Part 10: Conclusions

The best era of basketball analytics

Rui Qiu

Updated on 2021-12-04.


For this part of the portfolio, the goal is to take a look at the portfolio at a higher level and try to conclude the progress with what has been learned and what needs to be changed.

First start with some bads:

The portfolio began with raising ten questions out of a topic of interest that we plan to take a deep dive into. The issue is that there was no information about how the upcoming chapters would pan out. For example, the original questions included analyzing how to quantify a team’s offensive system, while no actual part of this portfolio left the space to conduct, such an analysis. Most parts contained several restrictions such as fitting in three different models and visualizing the results. So this brings out the second point: what has been learned.

Without a doubt, the portfolio serves well as a collection of showcasing various basic, both supervised and unsupervised, machine learning algorithms. Additionally, some experimental trials with visualization packages make the portfolio more vivid and interpretable. But even so, the whole procedure of how each model is built does not imitate the real-world machine learning or data science workflow. Each chapter is more or less like a showcase of what I can do with this sort of model, rather than sophisticatedly tuning the model towards a correct direction.

Still, there are some highlights which are worth mentioning:

  1. The ambiguity of modern basketball players' positions was successfully captured in the clustering. Players tend to be more versatile than their predecessors 20 years ago. (Although a comparison would make this statement more sound.) Specifically, big players shoot more from perimeter, and tall guards with defensive ability guarding multiple positions are favored. The versatility, for sure, elevates the tactical possibilities.
  2. The play-by-play data indeed works well to train a predictive model. It's a pity the in-game tracking now largely prefers result-based in-game events. That is to say, people care about if the shot leads to scoring or not. That also means lots of details like pick-and-roll, covering, box-out, hustle, etc. are omitted because they probably do not affect the team score directly. However, if the in-game events can be imagined as a series of consequential but more general events, these omitted details will play their parts. Back to the topic, the prediction based on a static in-game scenario, which is the exact moment when the shot is taken, accurately reflects the fact if the shot is made. Therefore, a team's analyst could provide some informative insights of their opponent teams ahead of every game.
  3. The stats vary team by team, season by season. Even a player could evolve or recede in the span of his career. All the probability calculation are conditional. That's also the beauty of modern sports, everything is evolving all the time. By looking at a single player or a team, one can easily tell the rises and falls through his playing stats. And what's always fascinating is that there are always stories behind those numbers.

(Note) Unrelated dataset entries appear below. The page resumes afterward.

PR #692, opened 2026-07-27
docs(plans): investigation plan for ghostty WASM terminal model crashes

victorarias:
## Intent

Today's production session hit the "Terminal issue recovered. We reloaded it for you." toast three times — all WASM traps inside the vendored ghostty VT core (pin `29d4aba`): two Zig `unreachable` traps in `ghostty_terminal_write` on the first write after single-column divider-drag resize bursts, plus one out-of-bounds render fault. This PR captures the investigation and the fix plan, plus the deterministic repro the investigation produced. No behavior changes.

## Summary

- `docs/plans/2026-07-27-ghostty-wasm-model-crashes.md` — evidence, upstream landscape, and a phased fix plan:
  - The daemon's native ghostty (`ab0b9da`) survived the identical byte+resize stream that trapped the app's WASM (`29d4aba`) — the bug lives in the old core pin.
  - Converging the WASM pin to the native pin is a shim rewrite, not a bump (upstream redesigned the Terminal C API; verified by trial build) — tracked as a follow-up.
  - Fix path: bisect ghostty within the range the old wasm-api patch still applies to, then cherry-pick the fixing commit onto the pin (same playbook as the June `startHyperlink` fix), with ranked fallbacks and capture-on-fault instrumentation for the trap fault modes.
- `app/scripts/repro-ghostty-vt-resize-hang.mjs` — spike artifact: fuzzing found a **fourth fault mode**, a deterministic infinite loop in `resize()` (widen ≥ +10 cols, then two more resizes, with OSC 8 + box-drawing + overflowing content; 153-char payload). It reproduces through both app resize call sites — plain `resize()` and the mode-7 no-reflow wrapper — so `resizeGhosttyWithoutReflow` is exonerated. Exit 0 is the pass criterion for a fixed wasm build; this script is the bisect test.

## Test plan

- [x] Repro script verified: exits 1 (hang at the second consecutive narrow) deterministically, 3/3 runs from the repo root.
- [x] Pre-commit frontend suite green.
- [ ] Bisect + cherry-pick per the plan's Phase 2/3 (follow-up PR); repro must exit 0 on the fixed wasm.

## Out of scope

- The fix itself (plan Phase 2–4), the capture-on-fault instrumentation, and the WASM/native pin convergence (follow-up plan).

### DIFF
--- a/app/scripts/repro-ghostty-vt-resize-hang.mjs
+++ b/app/scripts/repro-ghostty-vt-resize-hang.mjs
@@ -1,0 +1,132 @@
+// Minimal deterministic repro for an infinite-loop hang in the vendored
+// ghostty-vt wasm's resize path.
+//
+// Spike artifact of docs/plans/2026-07-27-ghostty-wasm-model-crashes.md.
+// Exit 0 is the pass criterion for a fixed wasm build: run this script
+// against a candidate ghostty-vt.wasm during the bisect/cherry-pick to
+// confirm the fix (exit 1 means the hang still reproduces).
+//
+// Sequence: create a 59x58 terminal, write one line containing a truncated
+// OSC 8 hyperlink + box-drawing + a long run of 'w' that overflows the
+// terminal width, then widen to 69 cols, narrow to 68, narrow to 67. The
+// THIRD call (the second consecutive narrow, 68->67) never returns: 100% CPU,
+// no exception, no trap signal -- a true infinite loop inside
+// ghostty_terminal_resize (or something it calls), distinct from the
+// `unreachable`/OOB traps seen in production from ghostty_terminal_write and
+// the renderer's update(). Confirmed root requirements (see accompanying
+// report/plan doc):
+//   - a widen of at least +10 cols (59->69; +9 does not reproduce)
+//   - followed by two separate narrow-by-1 resize() calls (a single narrow
+//     after the widen does not reproduce)
+//   - specific write content: plain ASCII alone does not reproduce; the
+//     OSC 8 fragment + box-drawing + overflowing 'w' run does
+//
+// Discrimination result: reproduces with BOTH plain term.resize() (as used
+// here) AND the app's mode-7 no-reflow wrapper from
+// app/src/utils/ghosttyResize.ts (write('\x1b[?7l') -> resize() ->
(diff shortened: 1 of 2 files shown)


figgyster (dismissed):
You’re doing the right kind of ugly work here: taking a crash that recovery can hide and refusing to call the toast a cure. The repro-first path, the no-reflow boundary, and the decision not to cosplay an upstream bump all hang together. This is the next chapter after the WebGL recovery work in #472–#473: the renderer can survive a broken model, but the model still has to answer for the crime.

I need one safety boundary written into the capture plan before this becomes the blueprint. Phase 1 proposes permanently dumping a per-pane ring of raw terminal bytes plus an attach snapshot into `terminal-diagnostics.jsonl` on fault. Those bytes can contain prompts, source, tokens printed by tools, or other terminal secrets; the snapshot repeats the same private evidence. A 512 KB cap limits the blast radius, not the disclosure. Specify a privacy-safe capture format before implementation: opt-in/user-controlled storage, or structured/redacted replay data that cannot persist arbitrary terminal contents, along with retention/access rules. Then the next production crash buys us a repro without quietly turning the debug directory into a terminal transcript archive.

`git diff --check` passes. The visible docs checks are green.

figgyster (changes requested):
That deterministic hang repro is a proper witness. It kills the tempting theory that mode 7 is the culprit and gives the bisect a real trail to follow. Good work. But this follow-up still leaves two bad exits open.

Required before merge:

- The capture plan at `docs/plans/2026-07-27-ghostty-wasm-model-crashes.md:124-142` and `:192-195` still calls for raw terminal bytes and attach snapshots in persistent diagnostics, with no opt-in, redaction, retention, or access boundary. Terminal output is private evidence by default. Put the privacy contract in the plan before this becomes the implementation blueprint.
- `app/scripts/repro-ghostty-vt-resize-hang.mjs:101-103` starts the 2.5-second hang watchdog before the worker has imported `ghostty-web`, compiled/instantiated the WASM, and posted its first `starting` message. On a slow machine, a healthy fixed build can exit 1 as an alleged resize hang before it reaches any resize. Start the per-step watchdog only after the worker announces the step, or give initialization a separate outcome/budget, so the bisect signal means what it says.

The visible checks are green. The previous Figgy red is stale; this one is for `027c92e`.

PR #693, opened 2026-07-27
fix(workspace): draw the focus ring above pane content

victorarias:
## Summary
- The focus ring around an active workspace pane used to be an inset `box-shadow` on the pane frame, which paints beneath descendant backgrounds. A terminal fills its body with an opaque background, so the ring was covered everywhere except behind the translucent header — visually collapsing to a single line.
- The ring is now a dedicated overlay pseudo-element stacked above pane content (below the bound-ticket overlay), so it draws fully on all four sides for both terminal panes and docked tiles.
- Also defines the previously-dead `--color-bg-tile` token as an alias for `--color-bg-editor`, since a docked tile shares the editor surface with a terminal pane.

## Test plan
- [x] `make test-frontend` (2058 tests) passes
- [x] Live-verified in the dev app: three-leaf workspace, ring renders correctly around both terminal panes and a markdown tile

### DIFF
--- a/CHANGELOG.md
+++ b/CHANGELOG.md
@@ -9,6 +9,11 @@ Format: `[YYYY-MM-DD]` entries with categories: Added, Changed, Fixed, Removed.
 ## [2026-07-27]
 
 ### Fixed
+- **The focus ring around a terminal pane is whole again.** On an agent or shell
+  pane the accent ring flashed on open and then collapsed to a single line above
+  the header, because the terminal's own background painted over it. The ring
+  now draws over pane content, so a focused terminal is outlined on all four
+  sides exactly like a focused markdown tile.
 - **A docked markdown file can now be focused like any terminal pane.** Focus in
   a workspace used to belong to terminals only, so a markdown or notebook tile —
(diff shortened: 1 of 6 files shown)


figgyster (approved):
You kept following #690's focus contract into the last place it could lie: the screen. The inset shadow lost its fight with the terminal canvas, and this little pane-local overlay gives visible ownership the same authority as logical leaf focus. It also keeps the focus ring above the bound-ticket panel, which is where #691 needed it to stay.

The CSS path holds. Changes, Frontend, all three browser shards, and React Doctor showed up and told the same story. Safe to merge. Case closed.

figgyster (approved):
You kept following #690's focus contract into the last place it could lie: the screen. The inset shadow lost its fight with the terminal canvas, and this little pane-local overlay gives visible ownership the same authority as logical leaf focus. It also keeps the focus ring above the bound-ticket panel, which is where #691 needed it to stay.

The CSS path holds. Changes, Frontend, all three browser shards, and React Doctor showed up and told the same story. Safe to merge. Case closed.

PR #694, opened 2026-07-28
feat(workspace): add selectable focus styles

victorarias:
## Intent / Why

The focused workspace leaf needs to be obvious without a full border competing with terminal, markdown, or browser content. This gives people two quieter focus treatments and keeps the choice consistent across launches.

## Summary

- replace the full active-leaf ring with a 3 px edge rail by default
- add an optional depth spotlight that dims sibling leaves and uses static depth and corner marks
- add Sidebar → Display → Tile focus controls and persist the selection locally
- keep spotlight selection changes compositor-friendly: opacity is the only animated property; shadows and corner marks are static, and reduced-motion disables the transition
- update the browser regression to verify both treatments remain visible over pane-local overlays

## Test plan

- [x] Frontend unit tests: 191 files, 2,062 tests
- [x] Production frontend build
- [x] Playwright E2E: 191 passed, 1 environment-specific case skipped
- [x] Packaged dev app build and bundled dev-profile preflight
- [x] Live packaged-app verification of rail and spotlight on a two-pane workspace
- [x] Relaunch verification that the selected style persists

### DIFF
--- a/CHANGELOG.md
+++ b/CHANGELOG.md
@@ -6,6 +6,17 @@ Format: `[YYYY-MM-DD]` entries with categories: Added, Changed, Fixed, Removed.
 
 ---
 
+## [2026-07-28]
+
+### Changed
+- **Choose how the focused workspace tile is marked.** Sidebar display settings
+  now offer an edge rail or a depth spotlight for the selected terminal, markdown
+  file, browser, or other tile, and remember the choice across launches. The
+  spotlight fades only tile opacity during focus changes; its depth and corner
+  marks are static so it does not keep consuming animation work.
+
+---
+
 ## [2026-07-27]
 
 ### Fixed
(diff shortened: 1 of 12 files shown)


figgyster (commented):
You’ve taken the leaf-focus work from “the app knows” to “the user can choose how it speaks.” That’s the right next move after #690 and #693: the rail keeps the signal spare, while spotlight gives people who live in crowded workspaces a stronger answer without turning the terminal into an animated crime scene.

The preference is owned once in App and reaches every rendered workspace. The browser witness still checks that both markers survive the ticket overlay, and the follow-up puts an explicit button type on the new controls. I ran the focused Sidebar, selection-style, and focused-leaf suites in the sandbox (38 tests), plus TypeScript. Both passed.

The remaining Frontend and three E2E shards are still running, so I’m leaving this as a conditional review rather than handing out a green stamp before the precinct lab calls back.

So what’s next? The completion of such a portfolio is never the end, as most of the questions remained unanswered. Modern basketball has never ceased to evolve, and the data scientists should always being craving a better approach to apprehend today’s games. As the in-game tracking data becomes more and more detailed and accessible at the same time, the recap of tactics won't be limited to a two-dimensional tactic board any more. Moreover, data will be utilized to more aspects of running a professional basketball team such as team development, player scouting, even the ticket price setting and other operational decision making. In short, this is the best era of basketball analytics.